### TASK REQUIREMENTS
Take the data from its first line. Print each line exactly until the line containing "To simplify the" has been printed too.

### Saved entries
· · · ·

PR #2899, opened 2025-04-17
LSM: Skip full sort if incremental sorted runs are monotonic and prepare for k-way merge by tracking sorted runs.

toziegler:
This PR prepares for the k-way merge by tracking the sorted runs we produce on every beat. 

To simplify the review of the final k-way merge, this PR introduces tracking of sorted runs. Additionally, it includes an orthogonal optimization enabled by this tracking:

We already produce sorted runs incrementally with sort_suffix. With this PR, we now remember each sorted run's starting and ending indices. By checking the boundaries of these sorted runs, we can determine if they are strictly monotonically increasing. For example, if the end of the first sorted run is smaller than the beginning of the second, we can confirm that the entire table is sorted and skip the final sort.

Example:
```
[1, 2, 3   5, 6, 7]
^            ^ 
|              Second sorted run 
First sorted run
```

While the benchmark improvement is meager (~ 2%), this PR is a first step toward implementing the k-way merge, as tracking the sorted runs is required for that algorithm.

Benchmark baseline: 351437 tx/s
Benchmark this pr:   357342 tx/s

### DIFF
--- a/src/lsm/table_memory.zig
+++ b/src/lsm/table_memory.zig
@@ -237,8 +237,9 @@ pub fn TableMemoryType(comptime Table: type) type {
             var source_index: u32 = offset;
             var target_index: u32 = offset;
             while (source_index < source_count) {
-                const value = values[source_index];
-                values[target_index] = value;
+                if (source_index != target_index) {
+                    values[target_index] = values[source_index];
+                }
 
                 // If we're at the end of the source, there is no next value, so the next value
                 // can't be equal.
--- a/src/lsm/table_memory.zig
+++ b/src/lsm/table_memory.zig
@@ -7,6 +7,9 @@ const binary_search = @import("binary_search.zig");
 const stdx = @import("../stdx.zig");
 const maybe = stdx.maybe;
 
+// BUG: the sorted flag previously started sorted already.
+//       it was set to false if the values were not insert in sorted order
+//       Need to figure out a good way to do this.
 pub fn TableMemoryType(comptime Table: type) type {
     const Key = Table.Key;
     const Value = Table.Value;
@@ -17,8 +20,8 @@ pub fn TableMemoryType(comptime Table: type) type {
 
         pub const ValueContext = struct {
             count: u32 = 0,
-            /// When true, `values` is strictly ascending-ordered (no duplicates).
-            sorted: bool = true,
+            // When true, `values` is strictly ascending-ordered (no duplicates).
+            //sorted: bool = true,
         };
 
         const Mutability = union(enum) {
@@ -39,6 +42,22 @@ pub fn TableMemoryType(comptime Table: type) type {
                 snapshot_min: u64 = 0,
             },
         };
+
+        // `sort_suffix` breaks the `values` array into “sorted runs” (sorted sub‑arrays).
+        // Each SortedRun captures the start (min) and end (max) indices of one sorted run.
+        // We can exploit this knowledge to check if the full array is sorted in O(k) and avoid
+        // the final sort, which reduces tail latency.
+        // The number of calls to `sort_suffix` are determined by `constants.lsm_compaction_ops`.
+        const SortedRun = struct {
+            min: u32, // inclusive
+            max: u32, // exclusive
+        };
+        // Allow one extra sorted run beyond lsm_compaction_ops:
+        // Scans perform an ad‑hoc full-table sort, producing a full run.
+        // Then there could be still number lsm_compaction_ops producing the remaining sorted runs.
+        const sorted_runs_max = constants.lsm_compaction_ops + 1;
+        sorted_runs: [sorted_runs_max]SortedRun,
+        sorted_runs_count: u16,
 
         values: []Value,
         value_context: ValueContext,
@@ -62,6 +81,11 @@ pub fn TableMemoryType(comptime Table: type) type {
                     .mutable => .{ .mutable = .{} },
                     .immutable => .{ .immutable = .{} },
                 },
+                .sorted_runs = .{.{
+                    .min = std.math.maxInt(u32),
+                    .max = std.math.maxInt(u32),
+                }} ** sorted_runs_max,
+                .sorted_runs_count = 0,
                 .name = name,
 
                 .values = undefined,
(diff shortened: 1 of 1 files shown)


src/lsm/table_memory.zig
```diff
@@ -40,6 +40,22 @@ pub fn TableMemoryType(comptime Table: type) type {
...
         };
 
+        // `sort_suffix` breaks the `values` array into “sorted runs” (sorted sub‑arrays).
+        // Each SortedRun captures the start (min) and end (max) indices of one sorted run.
+        // We can exploit this knowledge to check if the full array is sorted in O(k) and avoid
+        // the final sort, which reduces tail latency.
+        // The number of calls to `sort_suffix` are determined by `constants.lsm_compaction_ops`.
+        const SortedRun = struct {
+            min: u32,
+            max: u32,
```
matklad:
```suggestion
            min: u32, // inclusive
            max: u32, // exclusive
```

We sometimes use both-including, like HeaderRange in journal or view Range in replica

src/lsm/table_memory.zig
```diff
@@ -84,6 +102,8 @@ pub fn TableMemoryType(comptime Table: type) type {
             };
 
             table.* = .{
+                .sorted_runs = [_]?SortedRun{null} ** sorted_runs_max,
```
matklad: will just

```suggestion
                .sorted_runs = .{null} ** sorted_runs_max,
```

work?

src/lsm/table_memory.zig
```diff
@@ -196,20 +218,84 @@ pub fn TableMemoryType(comptime Table: type) type {
...
+                table.sorted_runs[0] = SortedRun{ .min = 0, .max = table.count() };
+                table.sorted_runs_count = 1;
+            }
         }
 
         pub fn sort_suffix(table: *TableMemory) void {
             assert(table.mutability == .mutable);
             assert(table.mutability.mutable.suffix_offset <= table.count());
 
+            const min = table.mutability.mutable.suffix_offset;
```
matklad: call these run_min/run_max

src/lsm/table_memory.zig
```diff
@@ -196,20 +218,84 @@ pub fn TableMemoryType(comptime Table: type) type {
...
+                return false;
+            }
+
+            var skip_final_sort = true;
+
+            for (
+                table.sorted_runs[0..(table.sorted_runs_count - 1)],
+                table.sorted_runs[1..table.sorted_runs_count],
+            ) |maybe_sorted_run_a, maybe_sorted_run_b| {
+                const sorted_run_a = maybe_sorted_run_a orelse continue;
```
matklad: these `continue` are actually `unreachable`, right? Let's do this more directly, by not making `SortedRun`s optional, and instead initializing with `min = max = maxInt(u32)`

src/lsm/table_memory.zig
```diff
@@ -196,20 +218,84 @@ pub fn TableMemoryType(comptime Table: type) type {
...
+                const sorted_run_b = maybe_sorted_run_b orelse continue;
+
```
matklad: assert min < max for both runs, and a_max < b_min

🤔 

shouldn't we coalesce runs when we produce them actually? And maybe even get rid of `.sorted`, and add `fn sorted() { return run_count <= 1}`?

So, even if it is not _fully_ sorted, we still get fewer runs?

src/lsm/table_memory.zig
```diff
@@ -237,8 +237,9 @@ pub fn TableMemoryType(comptime Table: type) type {
             var source_index: u32 = offset;
             var target_index: u32 = offset;
             while (source_index < source_count) {
-                const value = values[source_index];
-                values[target_index] = value;
```
matklad, line 241: Surprised this helps!

matklad: I wonder if it makes to even pull this out in a separate loop that finds first mismatch?

src/lsm/table_memory.zig
toziegler: Did I understand it correctly from the comment below that we do not make it optional now?

src/lsm/table_memory.zig
toziegler: Assert :+1:  

Do you mean by coalesce that we combine to sorted runs into one without additional sort /merge? Is that what you mean by not fully sorted?   
```
[1256] [2345]  -> [12562345]
```
The loser tree will only work with fully sorted runs, so the above input would break the algorithm.

src/lsm/table_memory.zig
matklad: Yeah, these are separate suggestions:

* remove optionals in favor of invalid object that will blow up on use anyway
* Simplify array initialization by omitting the type

src/lsm/table_memory.zig
matklad: No, I mean that if we have one run 123, and produce the next run, 456, we then immediately notice that it’s just a single run [123456] rather that carrying [123][456] until the end of the bar

toziegler: That is nice, with the suggestion of `sorted()` it becomes quite clean.

toziegler:
I addressed most of your feedback - I moved the tracking and coalescing of sorted runs in the sort function, which simplified the surrounding code quite a bit. 

Dropping `.sorted` entirely will take a bit more work (that is also why the test fail now) - I want to make sure we do it cleanly. A quick note on the current logic for `.sorted`, for the record:

- We start with `.sorted == true`.
- On every put, we check if we need to invalidate that flag if the inserted value breaks the ordering.

I  _think_ the new `sorted` function must look like this `fn sorted(){return table.sorted_run_count == 1;}`. With `sorted_run_count == 0`, we could have values that are simply not sorted and have not created a sorted run yet.  
Because of that last point, I _think_ we need to begin with a single run like { .min = 0, .max = 0 }. And then expand the sorted run on `put`, if the values are inserted in sorted order. But this also feels convoluted if the `put` invalidates the sort order. We potentially have a sorted run that is `{0,10}{10, MAX}`. 


I’m also unsure how often this scenario really occurs. 
If the incoming values are always sorted,  isn’t that an invariant we could exploit and define explicitly in the Groove?

I need to think a bit more about how to make it clean.

matklad:
@toziegler do we want to close this one for now?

· · · ·

### OUTPUT
PR #2899, opened 2025-04-17
LSM: Skip full sort if incremental sorted runs are monotonic and prepare for k-way merge by tracking sorted runs.

toziegler:
This PR prepares for the k-way merge by tracking the sorted runs we produce on every beat. 

To simplify the review of the final k-way merge, this PR introduces tracking of sorted runs. Additionally, it includes an orthogonal optimization enabled by this tracking:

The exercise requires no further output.